BEGIN SOURCE INFORMATION

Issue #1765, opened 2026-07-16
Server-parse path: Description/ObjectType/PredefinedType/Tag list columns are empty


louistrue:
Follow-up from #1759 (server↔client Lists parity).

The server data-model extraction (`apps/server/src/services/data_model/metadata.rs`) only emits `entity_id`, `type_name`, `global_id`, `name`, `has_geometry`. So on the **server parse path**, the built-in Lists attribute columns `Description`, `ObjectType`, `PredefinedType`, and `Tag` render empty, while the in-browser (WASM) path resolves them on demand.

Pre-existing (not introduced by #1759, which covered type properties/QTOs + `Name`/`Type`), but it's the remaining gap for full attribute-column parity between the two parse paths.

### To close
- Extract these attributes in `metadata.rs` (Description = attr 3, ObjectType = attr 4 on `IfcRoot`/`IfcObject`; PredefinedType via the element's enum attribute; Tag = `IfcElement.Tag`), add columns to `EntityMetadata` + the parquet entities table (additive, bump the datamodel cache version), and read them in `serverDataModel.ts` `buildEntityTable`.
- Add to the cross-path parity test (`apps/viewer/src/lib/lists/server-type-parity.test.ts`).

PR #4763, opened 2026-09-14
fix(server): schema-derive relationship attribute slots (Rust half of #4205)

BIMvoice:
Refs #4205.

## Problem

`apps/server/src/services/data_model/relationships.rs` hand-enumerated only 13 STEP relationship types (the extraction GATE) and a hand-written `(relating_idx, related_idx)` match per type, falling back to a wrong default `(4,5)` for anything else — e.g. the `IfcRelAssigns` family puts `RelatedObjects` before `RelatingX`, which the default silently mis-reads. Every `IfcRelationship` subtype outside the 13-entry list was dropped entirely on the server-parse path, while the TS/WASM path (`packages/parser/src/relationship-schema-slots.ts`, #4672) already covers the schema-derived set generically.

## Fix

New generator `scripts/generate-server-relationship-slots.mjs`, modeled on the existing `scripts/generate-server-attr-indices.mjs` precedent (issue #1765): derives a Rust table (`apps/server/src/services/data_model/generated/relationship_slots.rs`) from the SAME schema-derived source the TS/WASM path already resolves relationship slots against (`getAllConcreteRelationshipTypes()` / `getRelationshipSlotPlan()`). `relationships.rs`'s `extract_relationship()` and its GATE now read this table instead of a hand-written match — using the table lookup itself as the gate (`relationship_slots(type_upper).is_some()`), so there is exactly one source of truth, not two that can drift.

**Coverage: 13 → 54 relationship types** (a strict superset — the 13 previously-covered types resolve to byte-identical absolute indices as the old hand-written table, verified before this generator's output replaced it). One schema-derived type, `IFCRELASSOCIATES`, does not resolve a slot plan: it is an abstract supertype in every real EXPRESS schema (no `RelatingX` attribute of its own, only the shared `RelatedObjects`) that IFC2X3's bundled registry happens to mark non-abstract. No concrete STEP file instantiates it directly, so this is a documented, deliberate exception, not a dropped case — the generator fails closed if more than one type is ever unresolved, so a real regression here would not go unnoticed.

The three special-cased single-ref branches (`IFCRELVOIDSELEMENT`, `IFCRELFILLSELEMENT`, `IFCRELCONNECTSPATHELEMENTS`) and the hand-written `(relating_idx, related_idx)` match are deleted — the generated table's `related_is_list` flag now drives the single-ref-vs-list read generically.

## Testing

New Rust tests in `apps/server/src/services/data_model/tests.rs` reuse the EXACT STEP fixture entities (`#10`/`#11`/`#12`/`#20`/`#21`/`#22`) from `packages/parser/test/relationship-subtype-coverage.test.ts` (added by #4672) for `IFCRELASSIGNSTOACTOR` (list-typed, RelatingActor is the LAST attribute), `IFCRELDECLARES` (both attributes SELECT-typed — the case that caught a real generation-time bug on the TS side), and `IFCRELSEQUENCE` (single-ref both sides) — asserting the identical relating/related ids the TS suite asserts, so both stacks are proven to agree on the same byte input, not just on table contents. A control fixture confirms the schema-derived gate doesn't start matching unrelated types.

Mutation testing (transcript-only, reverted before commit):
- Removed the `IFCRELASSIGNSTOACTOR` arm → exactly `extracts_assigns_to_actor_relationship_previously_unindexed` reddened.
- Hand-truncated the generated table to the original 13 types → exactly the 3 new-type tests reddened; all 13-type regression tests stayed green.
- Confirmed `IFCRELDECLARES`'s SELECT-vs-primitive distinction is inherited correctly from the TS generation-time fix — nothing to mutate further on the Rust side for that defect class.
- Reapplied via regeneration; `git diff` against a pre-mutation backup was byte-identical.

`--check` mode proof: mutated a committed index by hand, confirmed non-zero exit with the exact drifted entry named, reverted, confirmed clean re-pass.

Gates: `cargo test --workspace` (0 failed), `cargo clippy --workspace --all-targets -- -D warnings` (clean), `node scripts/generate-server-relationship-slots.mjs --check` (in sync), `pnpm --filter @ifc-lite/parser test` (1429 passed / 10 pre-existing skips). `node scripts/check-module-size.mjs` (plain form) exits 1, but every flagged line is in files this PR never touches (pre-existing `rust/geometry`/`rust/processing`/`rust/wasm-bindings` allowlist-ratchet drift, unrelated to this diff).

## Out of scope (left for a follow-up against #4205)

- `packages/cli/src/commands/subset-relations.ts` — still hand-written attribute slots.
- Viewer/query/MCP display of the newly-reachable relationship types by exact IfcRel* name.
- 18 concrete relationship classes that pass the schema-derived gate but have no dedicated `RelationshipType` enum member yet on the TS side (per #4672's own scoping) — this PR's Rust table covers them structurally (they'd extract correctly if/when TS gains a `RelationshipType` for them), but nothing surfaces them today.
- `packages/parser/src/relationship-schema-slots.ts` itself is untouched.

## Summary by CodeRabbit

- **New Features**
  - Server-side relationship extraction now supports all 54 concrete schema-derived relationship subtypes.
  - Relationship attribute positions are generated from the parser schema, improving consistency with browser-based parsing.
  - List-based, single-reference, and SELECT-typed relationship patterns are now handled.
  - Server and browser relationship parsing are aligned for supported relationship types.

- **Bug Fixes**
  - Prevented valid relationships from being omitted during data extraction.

END SOURCE INFORMATION
BEGIN SOURCE INFORMATION

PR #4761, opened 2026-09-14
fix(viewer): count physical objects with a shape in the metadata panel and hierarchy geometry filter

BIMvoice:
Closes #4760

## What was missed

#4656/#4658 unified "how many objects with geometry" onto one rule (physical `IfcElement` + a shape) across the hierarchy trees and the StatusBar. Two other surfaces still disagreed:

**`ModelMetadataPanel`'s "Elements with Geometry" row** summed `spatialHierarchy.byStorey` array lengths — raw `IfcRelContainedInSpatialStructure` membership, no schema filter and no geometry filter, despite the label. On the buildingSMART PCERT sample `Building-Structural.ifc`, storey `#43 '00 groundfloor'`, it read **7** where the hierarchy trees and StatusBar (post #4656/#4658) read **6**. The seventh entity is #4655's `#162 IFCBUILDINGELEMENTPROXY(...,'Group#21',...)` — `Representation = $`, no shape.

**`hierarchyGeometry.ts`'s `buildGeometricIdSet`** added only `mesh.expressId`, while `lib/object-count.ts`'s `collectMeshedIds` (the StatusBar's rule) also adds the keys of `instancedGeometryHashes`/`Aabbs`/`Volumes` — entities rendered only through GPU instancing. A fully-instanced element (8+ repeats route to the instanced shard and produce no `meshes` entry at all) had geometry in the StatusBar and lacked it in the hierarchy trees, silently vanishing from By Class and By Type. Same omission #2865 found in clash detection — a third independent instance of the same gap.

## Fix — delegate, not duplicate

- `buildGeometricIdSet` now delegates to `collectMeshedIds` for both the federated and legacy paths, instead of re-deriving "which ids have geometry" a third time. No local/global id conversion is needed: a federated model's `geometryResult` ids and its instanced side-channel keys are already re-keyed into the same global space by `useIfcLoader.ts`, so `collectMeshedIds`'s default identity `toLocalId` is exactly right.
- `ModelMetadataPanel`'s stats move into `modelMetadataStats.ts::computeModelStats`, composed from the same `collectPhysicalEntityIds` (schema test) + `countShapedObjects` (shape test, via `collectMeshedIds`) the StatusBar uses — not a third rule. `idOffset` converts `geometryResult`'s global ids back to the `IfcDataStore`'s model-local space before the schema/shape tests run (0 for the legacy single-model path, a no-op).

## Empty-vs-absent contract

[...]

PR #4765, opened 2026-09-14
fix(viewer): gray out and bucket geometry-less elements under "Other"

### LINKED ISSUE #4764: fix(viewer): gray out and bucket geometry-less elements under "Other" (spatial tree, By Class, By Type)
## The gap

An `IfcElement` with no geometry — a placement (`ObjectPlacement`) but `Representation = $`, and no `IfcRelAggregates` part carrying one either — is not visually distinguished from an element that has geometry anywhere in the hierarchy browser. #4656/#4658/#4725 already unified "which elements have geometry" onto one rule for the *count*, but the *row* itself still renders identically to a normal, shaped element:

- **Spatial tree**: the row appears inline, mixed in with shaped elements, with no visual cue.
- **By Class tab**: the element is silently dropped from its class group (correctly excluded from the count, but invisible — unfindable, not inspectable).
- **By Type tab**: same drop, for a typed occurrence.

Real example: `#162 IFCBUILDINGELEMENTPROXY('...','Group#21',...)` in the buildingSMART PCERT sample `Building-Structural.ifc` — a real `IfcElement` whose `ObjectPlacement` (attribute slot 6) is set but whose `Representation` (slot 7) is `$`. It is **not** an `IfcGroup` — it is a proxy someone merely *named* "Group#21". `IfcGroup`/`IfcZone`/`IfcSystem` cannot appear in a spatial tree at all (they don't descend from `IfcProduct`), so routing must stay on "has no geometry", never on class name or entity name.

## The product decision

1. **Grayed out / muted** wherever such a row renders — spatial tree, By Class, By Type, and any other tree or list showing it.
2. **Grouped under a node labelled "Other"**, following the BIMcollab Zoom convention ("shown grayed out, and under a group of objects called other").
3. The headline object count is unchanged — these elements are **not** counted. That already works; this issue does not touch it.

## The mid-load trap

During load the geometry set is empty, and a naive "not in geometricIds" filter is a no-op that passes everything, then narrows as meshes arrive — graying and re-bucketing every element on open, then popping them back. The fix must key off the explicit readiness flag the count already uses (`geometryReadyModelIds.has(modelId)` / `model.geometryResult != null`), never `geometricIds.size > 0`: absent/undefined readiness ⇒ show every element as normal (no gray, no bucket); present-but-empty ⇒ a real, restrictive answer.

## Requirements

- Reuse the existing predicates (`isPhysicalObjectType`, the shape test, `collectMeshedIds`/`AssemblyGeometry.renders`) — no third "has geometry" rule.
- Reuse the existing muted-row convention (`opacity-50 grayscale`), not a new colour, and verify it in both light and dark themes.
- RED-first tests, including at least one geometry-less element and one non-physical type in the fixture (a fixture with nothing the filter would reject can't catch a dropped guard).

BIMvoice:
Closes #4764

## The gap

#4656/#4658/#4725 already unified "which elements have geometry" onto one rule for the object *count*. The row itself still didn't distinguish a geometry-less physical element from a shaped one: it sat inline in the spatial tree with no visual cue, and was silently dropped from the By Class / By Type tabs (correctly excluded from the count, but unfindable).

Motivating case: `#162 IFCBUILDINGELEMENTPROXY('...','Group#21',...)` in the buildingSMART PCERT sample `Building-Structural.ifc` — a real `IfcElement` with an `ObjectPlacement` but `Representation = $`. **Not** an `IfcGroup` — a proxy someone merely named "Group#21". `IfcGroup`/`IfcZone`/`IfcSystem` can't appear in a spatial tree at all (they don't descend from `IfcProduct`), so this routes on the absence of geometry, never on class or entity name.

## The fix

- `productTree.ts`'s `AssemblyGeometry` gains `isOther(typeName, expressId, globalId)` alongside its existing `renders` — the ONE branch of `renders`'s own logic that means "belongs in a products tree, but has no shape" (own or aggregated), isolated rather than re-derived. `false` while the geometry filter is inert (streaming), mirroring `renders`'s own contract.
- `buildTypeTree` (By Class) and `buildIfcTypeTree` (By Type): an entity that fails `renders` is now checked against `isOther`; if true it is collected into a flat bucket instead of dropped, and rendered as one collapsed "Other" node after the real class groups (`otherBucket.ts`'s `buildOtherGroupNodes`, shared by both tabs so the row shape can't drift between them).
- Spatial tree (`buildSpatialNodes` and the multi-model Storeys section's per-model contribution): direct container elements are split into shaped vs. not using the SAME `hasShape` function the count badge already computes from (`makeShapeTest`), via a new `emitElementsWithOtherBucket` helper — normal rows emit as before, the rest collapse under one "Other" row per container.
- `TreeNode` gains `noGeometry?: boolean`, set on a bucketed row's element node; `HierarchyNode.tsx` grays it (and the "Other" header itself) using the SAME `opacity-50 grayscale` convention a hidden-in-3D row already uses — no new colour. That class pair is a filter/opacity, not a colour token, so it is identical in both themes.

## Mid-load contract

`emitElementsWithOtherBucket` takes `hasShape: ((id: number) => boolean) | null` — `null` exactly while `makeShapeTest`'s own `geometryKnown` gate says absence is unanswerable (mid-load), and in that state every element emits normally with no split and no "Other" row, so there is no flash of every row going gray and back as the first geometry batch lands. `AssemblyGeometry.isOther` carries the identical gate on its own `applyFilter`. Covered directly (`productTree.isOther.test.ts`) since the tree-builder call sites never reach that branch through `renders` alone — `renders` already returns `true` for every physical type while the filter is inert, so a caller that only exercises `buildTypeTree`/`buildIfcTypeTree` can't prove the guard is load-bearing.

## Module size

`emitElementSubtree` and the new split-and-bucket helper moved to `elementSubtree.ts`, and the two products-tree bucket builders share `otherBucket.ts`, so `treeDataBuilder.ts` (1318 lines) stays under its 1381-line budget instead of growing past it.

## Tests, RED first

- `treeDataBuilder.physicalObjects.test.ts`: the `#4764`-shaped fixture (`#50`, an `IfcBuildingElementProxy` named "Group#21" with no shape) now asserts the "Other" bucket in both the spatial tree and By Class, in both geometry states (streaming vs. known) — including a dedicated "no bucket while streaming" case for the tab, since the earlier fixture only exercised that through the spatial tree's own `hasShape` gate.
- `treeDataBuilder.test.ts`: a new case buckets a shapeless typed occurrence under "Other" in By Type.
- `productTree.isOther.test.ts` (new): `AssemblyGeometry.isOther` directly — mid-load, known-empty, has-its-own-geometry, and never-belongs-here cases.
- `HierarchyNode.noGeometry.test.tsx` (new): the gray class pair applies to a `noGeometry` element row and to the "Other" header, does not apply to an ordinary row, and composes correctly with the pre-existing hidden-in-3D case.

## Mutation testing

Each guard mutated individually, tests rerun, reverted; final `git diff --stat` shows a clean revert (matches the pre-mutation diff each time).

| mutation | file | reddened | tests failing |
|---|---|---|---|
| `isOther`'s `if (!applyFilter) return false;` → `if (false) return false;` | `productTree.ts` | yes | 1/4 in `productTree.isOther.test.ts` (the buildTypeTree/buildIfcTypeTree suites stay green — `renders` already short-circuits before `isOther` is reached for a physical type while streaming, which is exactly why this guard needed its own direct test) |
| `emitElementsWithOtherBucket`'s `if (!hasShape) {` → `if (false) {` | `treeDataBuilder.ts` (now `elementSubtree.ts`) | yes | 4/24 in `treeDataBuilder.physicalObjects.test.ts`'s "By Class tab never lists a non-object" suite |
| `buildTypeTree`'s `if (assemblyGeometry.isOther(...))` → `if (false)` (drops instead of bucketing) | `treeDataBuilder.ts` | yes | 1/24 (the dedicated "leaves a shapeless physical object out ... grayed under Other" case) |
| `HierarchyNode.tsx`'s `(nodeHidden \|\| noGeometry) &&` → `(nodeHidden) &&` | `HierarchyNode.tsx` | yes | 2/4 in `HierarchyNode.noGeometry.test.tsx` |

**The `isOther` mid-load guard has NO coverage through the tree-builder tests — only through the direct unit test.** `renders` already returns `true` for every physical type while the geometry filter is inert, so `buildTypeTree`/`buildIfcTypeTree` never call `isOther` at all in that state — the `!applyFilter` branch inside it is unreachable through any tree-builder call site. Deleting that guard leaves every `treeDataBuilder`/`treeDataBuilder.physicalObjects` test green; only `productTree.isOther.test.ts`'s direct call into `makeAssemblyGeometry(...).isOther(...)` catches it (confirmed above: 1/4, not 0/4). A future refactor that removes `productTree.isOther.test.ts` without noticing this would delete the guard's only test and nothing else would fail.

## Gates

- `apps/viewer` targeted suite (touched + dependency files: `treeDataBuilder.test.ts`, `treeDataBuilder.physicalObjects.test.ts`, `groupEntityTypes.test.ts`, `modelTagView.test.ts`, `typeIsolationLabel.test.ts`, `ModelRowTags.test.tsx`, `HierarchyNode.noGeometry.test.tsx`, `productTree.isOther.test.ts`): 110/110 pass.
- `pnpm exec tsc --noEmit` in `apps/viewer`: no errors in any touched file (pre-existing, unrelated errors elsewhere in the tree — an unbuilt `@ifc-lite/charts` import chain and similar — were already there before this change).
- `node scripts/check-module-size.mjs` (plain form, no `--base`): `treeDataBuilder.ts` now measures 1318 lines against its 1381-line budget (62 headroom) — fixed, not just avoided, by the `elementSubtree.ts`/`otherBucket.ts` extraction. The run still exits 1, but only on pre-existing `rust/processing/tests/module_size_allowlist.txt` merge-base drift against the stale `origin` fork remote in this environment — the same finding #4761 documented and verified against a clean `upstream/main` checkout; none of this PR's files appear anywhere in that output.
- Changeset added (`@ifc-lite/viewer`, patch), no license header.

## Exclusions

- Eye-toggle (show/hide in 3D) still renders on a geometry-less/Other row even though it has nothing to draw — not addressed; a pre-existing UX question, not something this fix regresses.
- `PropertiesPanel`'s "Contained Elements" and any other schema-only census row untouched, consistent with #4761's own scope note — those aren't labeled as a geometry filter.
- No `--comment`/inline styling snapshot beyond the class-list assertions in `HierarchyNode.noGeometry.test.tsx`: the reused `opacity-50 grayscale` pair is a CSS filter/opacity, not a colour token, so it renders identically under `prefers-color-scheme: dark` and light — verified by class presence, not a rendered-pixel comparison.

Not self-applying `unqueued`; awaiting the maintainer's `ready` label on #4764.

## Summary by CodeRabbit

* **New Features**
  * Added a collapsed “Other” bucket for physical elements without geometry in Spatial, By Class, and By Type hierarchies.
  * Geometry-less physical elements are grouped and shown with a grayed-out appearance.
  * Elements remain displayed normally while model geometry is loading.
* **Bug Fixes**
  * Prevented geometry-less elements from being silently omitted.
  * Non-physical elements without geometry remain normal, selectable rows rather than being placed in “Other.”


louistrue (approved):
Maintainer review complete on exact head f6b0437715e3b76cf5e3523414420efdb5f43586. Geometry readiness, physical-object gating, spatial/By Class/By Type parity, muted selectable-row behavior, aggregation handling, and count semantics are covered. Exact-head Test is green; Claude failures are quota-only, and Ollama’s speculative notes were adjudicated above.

END SOURCE INFORMATION

▶ [YOUR ASSIGNMENT]
The entries above hold a line with "3. The headline" and a later line with "## The mid-load trap". Write out exactly those lines and all lines between, nothing more.

▶ [REPLY]
3. The headline object count is unchanged — these elements are **not** counted. That already works; this issue does not touch it.

## The mid-load trap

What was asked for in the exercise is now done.